## Task brief
Repeat the entries shown below with every word and mark intact.

## Data records
□ □ □

PR #680, opened 2017-07-16
Fix some bugs in the termios tests

### LINKED ISSUE #154: Unexpected ENOTTY in sys::test_termios::test_tcgetattr
I occasionally see this failure if I run cargo test over and over:

```
failures:

---- sys::test_termios::test_tcgetattr stdout ----
    thread 'sys::test_termios::test_tcgetattr' panicked at 'assertion failed: `(left == right)` (left: `Some(Sys(ENOTTY))`, right: `Some(Sys(EBADF))`)', test/sys/test_termios.rs:15



failures:
    sys::test_termios::test_tcgetattr

test result: FAILED. 22 passed; 1 failed; 0 ignored; 0 measured

thread '<main>' panicked at 'Some tests failed', /home/rustbuild/src/rust-buildbot/slave/stable-dist-rustc-linux/build/src/libtest/lib.rs:255
```

asomers:
* Make test_tcgetattr deterministic.  The old version behaved
  differently depending on what file descriptors were opened by the
  harness or by other tests, and could race against other tests.

* Close some file descriptor leaks

Fixes #154

### DIFF
--- a/test/sys/test_termios.rs
+++ b/test/sys/test_termios.rs
@@ -1,6 +1,7 @@
 use std::os::unix::prelude::*;
+use tempfile::tempfile;
 
-use nix::{Error, fcntl, unistd};
+use nix::{Error, fcntl};
 use nix::errno::Errno;
 use nix::pty::openpty;
 use nix::sys::termios::{self, ECHO, OPOST, OCRNL, Termios, tcgetattr};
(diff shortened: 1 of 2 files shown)


test/sys/test_termios.rs
```diff
@@ -14,22 +15,18 @@ fn write_all(f: RawFd, buf: &[u8]) {
...
-        }
-    }
+    let pty = openpty(None, None).unwrap();
+    assert!(termios::tcgetattr(pty.master).is_ok());
+    close(pty.master);
+    close(pty.slave);
+    let file = tempfile().unwrap();
+    assert_eq!(termios::tcgetattr(file.as_raw_fd()).err(),
+               Some(Error::Sys(Errno::ENOTTY)));
+    assert_eq!(termios::tcgetattr(1000000).err(),
```
Susurrus: Can you add a comment for what this is testing?

test/sys/test_termios.rs
```diff
@@ -14,22 +15,18 @@ fn write_all(f: RawFd, buf: &[u8]) {
...
-            // Otherwise it should return any error
-            _ => assert!(termios.is_err())
-        }
-    }
+    let pty = openpty(None, None).unwrap();
+    assert!(termios::tcgetattr(pty.master).is_ok());
+    close(pty.master);
+    close(pty.slave);
+    let file = tempfile().unwrap();
+    assert_eq!(termios::tcgetattr(file.as_raw_fd()).err(),
```
Susurrus: Can you add a comment for what you're testing here too.

test/sys/test_termios.rs
```diff
@@ -14,22 +15,18 @@ fn write_all(f: RawFd, buf: &[u8]) {
     }
 }
 
+// Test test_tcgetattr with multiple file descriptor types
```
Susurrus: Since this describes multiple file descriptor types, can you enumerate each type within the test? I'd actually suggest breakaing this test into 3 different ones for each type instead of one big one.

Susurrus:
Can you update the `openpt` docs to state that the `fd`s returned from it should be manually closed. I think we should be more explicit about this even though the user *should* know this. Primarily this is because some of the `nix` datatypes implement `Drop` and some don't, so it's more important that everything's documented. Once that's down it's r+ susurrus.

asomers:
as he said:

bors r+ susurrus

□ □ □

## Exercise answer
PR #680, opened 2017-07-16
Fix some bugs in the termios tests

### LINKED ISSUE #154: Unexpected ENOTTY in sys::test_termios::test_tcgetattr
I occasionally see this failure if I run cargo test over and over:

```
failures:

---- sys::test_termios::test_tcgetattr stdout ----
    thread 'sys::test_termios::test_tcgetattr' panicked at 'assertion failed: `(left == right)` (left: `Some(Sys(ENOTTY))`, right: `Some(Sys(EBADF))`)', test/sys/test_termios.rs:15



failures:
    sys::test_termios::test_tcgetattr

test result: FAILED. 22 passed; 1 failed; 0 ignored; 0 measured

thread '<main>' panicked at 'Some tests failed', /home/rustbuild/src/rust-buildbot/slave/stable-dist-rustc-linux/build/src/libtest/lib.rs:255
```

asomers:
* Make test_tcgetattr deterministic.  The old version behaved
  differently depending on what file descriptors were opened by the
  harness or by other tests, and could race against other tests.

* Close some file descriptor leaks

Fixes #154

### DIFF
--- a/test/sys/test_termios.rs
+++ b/test/sys/test_termios.rs
@@ -1,6 +1,7 @@
 use std::os::unix::prelude::*;
+use tempfile::tempfile;
 
-use nix::{Error, fcntl, unistd};
+use nix::{Error, fcntl};
 use nix::errno::Errno;
 use nix::pty::openpty;
 use nix::sys::termios::{self, ECHO, OPOST, OCRNL, Termios, tcgetattr};
(diff shortened: 1 of 2 files shown)


test/sys/test_termios.rs
```diff
@@ -14,22 +15,18 @@ fn write_all(f: RawFd, buf: &[u8]) {
...
-        }
-    }
+    let pty = openpty(None, None).unwrap();
+    assert!(termios::tcgetattr(pty.master).is_ok());
+    close(pty.master);
+    close(pty.slave);
+    let file = tempfile().unwrap();
+    assert_eq!(termios::tcgetattr(file.as_raw_fd()).err(),
+               Some(Error::Sys(Errno::ENOTTY)));
+    assert_eq!(termios::tcgetattr(1000000).err(),
```
Susurrus: Can you add a comment for what this is testing?

test/sys/test_termios.rs
```diff
@@ -14,22 +15,18 @@ fn write_all(f: RawFd, buf: &[u8]) {
...
-            // Otherwise it should return any error
-            _ => assert!(termios.is_err())
-        }
-    }
+    let pty = openpty(None, None).unwrap();
+    assert!(termios::tcgetattr(pty.master).is_ok());
+    close(pty.master);
+    close(pty.slave);
+    let file = tempfile().unwrap();
+    assert_eq!(termios::tcgetattr(file.as_raw_fd()).err(),
```
Susurrus: Can you add a comment for what you're testing here too.

test/sys/test_termios.rs
```diff
@@ -14,22 +15,18 @@ fn write_all(f: RawFd, buf: &[u8]) {
     }
 }
 
+// Test test_tcgetattr with multiple file descriptor types
```
Susurrus: Since this describes multiple file descriptor types, can you enumerate each type within the test? I'd actually suggest breakaing this test into 3 different ones for each type instead of one big one.

Susurrus:
Can you update the `openpt` docs to state that the `fd`s returned from it should be manually closed. I think we should be more explicit about this even though the user *should* know this. Primarily this is because some of the `nix` datatypes implement `Drop` and some don't, so it's more important that everything's documented. Once that's down it's r+ susurrus.

asomers:
as he said:

bors r+ susurrus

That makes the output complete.